A man is running late for a very important meeting in Melbourne. He cannot find a car park anywhere and in desperation he calls on the LORD to help him and says "If you find me a car park I will go to Mass every Sunday for the next year".

Immediately a car exits and there is his spot.

In a flash he says "Forget about it LORD I found one."

11 Replies
Tee1008 profile image
Tee1008

Wonderful watercolour 😄 Did you paint it?

Tee x

in reply to Tee1008

You obviously do not know me Tee , you should see me with a paint brush!!

I keep looking at the fire cracker wondering what will happen when it goes off.

Will

Tee1008 profile image
Tee1008 in reply to

💨💨✨

😄😄😄

velvet55 profile image
velvet55

G'day Matey

Hee hee, ....Love the picture,

xx

in reply to velvet55

G'day Velvet,

it certainly is an explosive scene. Takes me back to when I was 7.

Our gang collected beer bottles all year,taking them to the bottleo every week.

We amassed eight guineas (avg weekly wage in 1948 was $2.10 shillings)

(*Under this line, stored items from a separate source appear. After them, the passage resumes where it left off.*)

Issue #11699, opened 2022-05-19
[MU4 Issue] "Restore session?" dialog position is not center of screen


schoettl:
**Describe the bug**
The "restore session?" dialog after a MuseScore crash seems to be centered around the screen position 0,0. That is, only part of the right "Yes" button is visible. Other dialogs like Help/About and Open/Save dialogs are centered correctly.

**To Reproduce**
1. Open MuseScore and open a score file
2. Let MuseScore crash somehow (or kill the process with `killall -9 musescore` or so)
3. Check the position of the restore dialog.

**Expected behavior**
Should be centered on screen.

**Screenshots**
![grafik](https://user-images.githubusercontent.com/1301843/169375269-968abd8c-5a95-4a0b-841d-fee135f93484.png)
This shows the top-left corner of my left-most primary X screen.

**Platform information**
- Arch Linux with Xmonad window manager. All dialogs are floating correctly (not tiled).
- I have multiple screens connected! Cannot test currently how it works with only one
- Latest dev version from today.

Tantacrul:
I'm marking this as a P3 for now because with multiple windows, it's a solvable problem (but definitely not desirable). However, if anyone can reproduce this for other cases, I'll raise the P level.

Thanks! Nice catch :)

cbjeukendrup:
@schoettl I'm unable to reproduce this issue myself, but it should probably be fixed in #11720. Could you please try the test builds from that PR? (They should be ready in 20 minutes from now.)

schoettl:
Thanks for your efforts!

PS: I checked out our PR and built myself. See PR.

cbjeukendrup:
@schoettl This issue was actually not really fixed, was it?

Anyway, I've a second attempt here: #13542
Would be nice if you could check it out!

PR #11720, opened 2022-05-23
Fix positioning dialogs when the main window isn't loaded yet

cbjeukendrup:
Resolves: #11699

### DIFF
--- a/src/framework/uicomponents/view/dialogview.cpp
+++ b/src/framework/uicomponents/view/dialogview.cpp
@@ -22,6 +22,7 @@
 
 #include "dialogview.h"
 
+#include <QScreen>
 #include <QWindow>
 
 #include "log.h"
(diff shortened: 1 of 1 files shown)


schoettl:
Thanks for this patch. The position has changed but now it's reproducibly here, when MuseScore is started on my middle screen:
grafik

Oh, and it's on the exact same *absolute* (Xinerama?) position, when MuseScore is started on the left or right screen. The dialog always appears on the middle screen and not at the center of the screen.

My xrandr output, if it helps is:
```
Screen 0: minimum 8 x 8, current 5520 x 1080, maximum 32767 x 32767
eDP1 connected 1920x1080+3600+0 (normal left inverted right x axis y axis) 310mm x 170mm
  …
DP1 disconnected (normal left inverted right x axis y axis)
DP2 disconnected (normal left inverted right x axis y axis)
DP2-1 disconnected (normal left inverted right x axis y axis)
DP2-2 connected primary 1920x1080+0+0 (normal left inverted right x axis y axis) 530mm x 300mm
   …
DP2-3 connected 1680x1050+1920+0 (normal left inverted right x axis y axis) 490mm x 320mm
   …
HDMI1 disconnected (normal left inverted right x axis y axis)
HDMI2 disconnected (normal left inverted right x axis y axis)
VIRTUAL1 disconnected (normal left inverted right x axis y axis)
```

Eism:
The main window must be loaded before opening the restore session dialog
See [startupscenario](https://github.com/musescore/MuseScore/blob/master/src/appshell/internal/startupscenario.cpp#L84)

There may be a problem that we send the opening signal early in PopupView. 
I recommend to do the same with the open as with the close - send an open signal only when qt sends a signal.
See [PopupView::onHiden](https://github.com/musescore/MuseScore/blob/master/src/framework/uicomponents/view/popupview.cpp#L202)

But the solution needs to be thoroughly tested because it's a global change.

Issue #10681, opened 2022-02-27
[MU4 Issue] Application seems to lose/gain focus (highlight) while traversing the top text menu items


worldwideweary:
**Describe the bug**
At least on my Linux distro (Mint - Release: Una), the application title and the "V" icon (for max/minimize etc)  flashes while mousing through the file-type menu, (and the application icon in taskbar selects/deselects concurrently):

https://user-images.githubusercontent.com/7139517/155895463-12c22a07-0473-4836-b082-bb44a012a62b.mp4

It would seem that MuseScore is losing and regaining focus in the process.

cbjeukendrup:
Indeed, whenever a menu, popup or tooltip is opened, the main window looses focus. This should be solvable since for example Qt Creator's menus (which are also non-native) don't show this behaviour. (of course, 'under the hood', the popup window _should_ get focus, but it should not have a visual effect.)

llui85:
Possibly related to #10218?

tibequadorian:
I noticed that in a ~15 sec session where I heavily mouse through the panel, some functions in the debug output are more often called and have significantly more sum time:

Spent the lot on fireworks, let everyone know that on Guy Fawkes night we would put on an amazing show, which we did, dramatically.

A kid rode past our stash and threw a penny bunger, yes , right into one of the bags containing the crackers.

The show was over in about 2 minutes followed by putting out the fire to the front porch,washing down of the brick front of the house and repainting it later.

Every time I see this scene it takes me back to 1947.

And I can now laugh about it!!

Nighty night Mate

Will

velvet55 profile image
velvet55 in reply to

G,day Will

You sound as if you were lucky not to have burnt the house down !

I bet you had your backside slapped for that little lark 😂

G'day mate

Pome Velvet xx

Azure_Sky profile image
Azure_Sky in reply to

Did you catch up with the kid and give him a clip round the ear, or worse?

in reply to Azure_Sky

No  In all the excitement we never gave it a thought, first panic as they exploded, then flight to get away in case there was one almighty bang then watched in awe as all the varying colours emitted from the bags then look for a hose so I guess he made a quick get a way.

A memorable night for all concerned.

Will

No Velvet

Never ever had my bum smacked always with a leather belt .They knew how to apply discipline in those days, (maybe the people in authority need to look at it now)

One of the rare times my backside was not sore,my dad was furious,not because of the damage, you see this happened at a friends home,thank GOD, our place was built with timber and weatherboards.He was mad that we wasted 8 guineas and it took some time for him to believe how we earned that much money.

I am sure you remember how tight things were after the war.

Where is Jennifer, some are suggesting she has disappeared into that black hole.?

It is 7.30am here now but I guess it is night time over there?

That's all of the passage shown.